[Source records]
PR #84, opened 2020-05-08
Feature/testing 43 remove testing module

### LINKED ISSUE #43: Remove `pygeoprocessing.testing`

richpsharp:
This PR removes the testing module from pygeoprocessing while retaining and expanding the functionality that was useful in pygeoprocessing and InVEST's test suites. Key features:

Three convenience functions are added to `pygeoprocessing` which should not be used for any production code, but are fine and encouraged to be used in testing and scripting:
  * `raster_to_numpy_array`
  * `numpy_array_to_raster`
  * `shapely_geometry_to_vector`

These functions have been deployed in pygeoprocessing's test suite everywhere that it makes the codebase cleaner.

These functions can be used in InVEST's testing suite where it shared some pygeoprocessing testing functionality. In the case of comparing "raster equality" the implementer (probably me) should use a combination of `numpy.isclose...all()` and `raster_to_numpy_array`.

closes #84


richpsharp:
hi @phargogh, you're gonna need a beer or 3 for this review. First of all I know you love it when PRs make the code base shorter, so notice the 4000+ lines deleted vs 800+ added. A lot of that is removing the testing module, but another bit of it is just appropriate use of an API. I thought a lot about orthogonality and overdesign when doing this and I also thought a lot about how this would integrate with InVEST. So I'm sure there will be a lot here, but I hope you can keep those in mind too while you do this PR.

src/pygeoprocessing/geoprocessing.py
```diff
@@ -3550,3 +3540,133 @@ def _is_number(x):
...
+        shapely_geometry_list (list): a list of Shapely objects.
+        target_vector_path (str): path to target vector.
+        projection_wkt (str): WKT for target vector.
+        vector_format (str): GDAL driver name for target vector.
+        fields (dict): a python dictionary mapping string fieldname
+            to OGR Fieldtypes, if None no fields are added
+        attribute_list (list of dicts): a list of python dictionary mapping
+            fieldname to field value for each geometry in
+            `shapely_geometry_list`, if None, no attributes are created.
+        ogr_geom_type (ogr geometry enumerated type): defaults to wkbPolygon.
```
phargogh: From the docstring alone, this feels nonorthogonal since the geometry type can be inferred from the Shapely objects provided in `shapely_geometry_list`.  I see from the implementation, though, that this is really intended to be the geometry type of the layer.

Do we have a use case where the layer type needs to be different from what could be inferred from the geometry type of the Shapely objects?

src/pygeoprocessing/geoprocessing.py
```diff
@@ -3550,3 +3540,133 @@ def _is_number(x):
...
+
+    target_layer = None
+    target_vector = None
+
+
+def numpy_array_to_raster(
+        base_array, target_nodata, pixel_size, origin, projection_wkt,
+        target_path,
+        raster_driver_creation_tuple=DEFAULT_GTIFF_CREATION_TUPLE_OPTIONS):
+    """Create a single band raster of size `base_array.shape` at `target_path`.
```
phargogh: I think double-backticks are intended here since docstrings are interpreted as RST.

tests/test_geoprocessing.py
```diff
@@ -516,8 +483,13 @@ def test_reproject_vector_latlon_to_latlon(self):
...
         # Since projecting to the same SRS, the vectors should be identical
-        pygeoprocessing.testing.assert_vectors_equal(
-            base_vector_path, target_vector_path, 1e-3)
+        target_vector = gdal.OpenEx(target_vector_path, gdal.OF_VECTOR)
+        target_layer = target_vector.GetLayer()
+        self.assertEqual(target_layer.GetFeatureCount(), 1)
+        feature = next(iter(target_layer))
+        feature_geom = shapely.wkt.loads(
+            feature.GetGeometryRef().ExportToWkt())
+        self.assertTrue(feature_geom.almost_equals(polygon_a))
```
phargogh, line 492: I did not know that shapely had methods like this!

tests/test_geoprocessing.py
```diff
@@ -2712,79 +2415,45 @@ def test_iterblocks_unsigned_byte(self):
...
-        kernel_path = os.path.join(self.workspace_dir, 'kernel.tif')
-        target_path = os.path.join(self.workspace_dir, 'target.tif')
-
-        with self.assertRaises(ValueError) as cm:
-            pygeoprocessing.convolve_2d(
-                signal_path, kernel_path, target_path)
-        actual_message = str(cm.exception)
-        # we expect an error about both signal and kernel
-        self.assertTrue('signal' in actual_message)
-        self.assertTrue('kernel' in actual_message)
```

TASK DIRECTIONS:
Would you filter the records and copy out each line containing "from"?

OUTPUT OF THE EXERCISE:
This PR removes the testing module from pygeoprocessing while retaining and expanding the functionality that was useful in pygeoprocessing and InVEST's test suites. Key features:
phargogh: From the docstring alone, this feels nonorthogonal since the geometry type can be inferred from the Shapely objects provided in `shapely_geometry_list`.  I see from the implementation, though, that this is really intended to be the geometry type of the layer.
Do we have a use case where the layer type needs to be different from what could be inferred from the geometry type of the Shapely objects?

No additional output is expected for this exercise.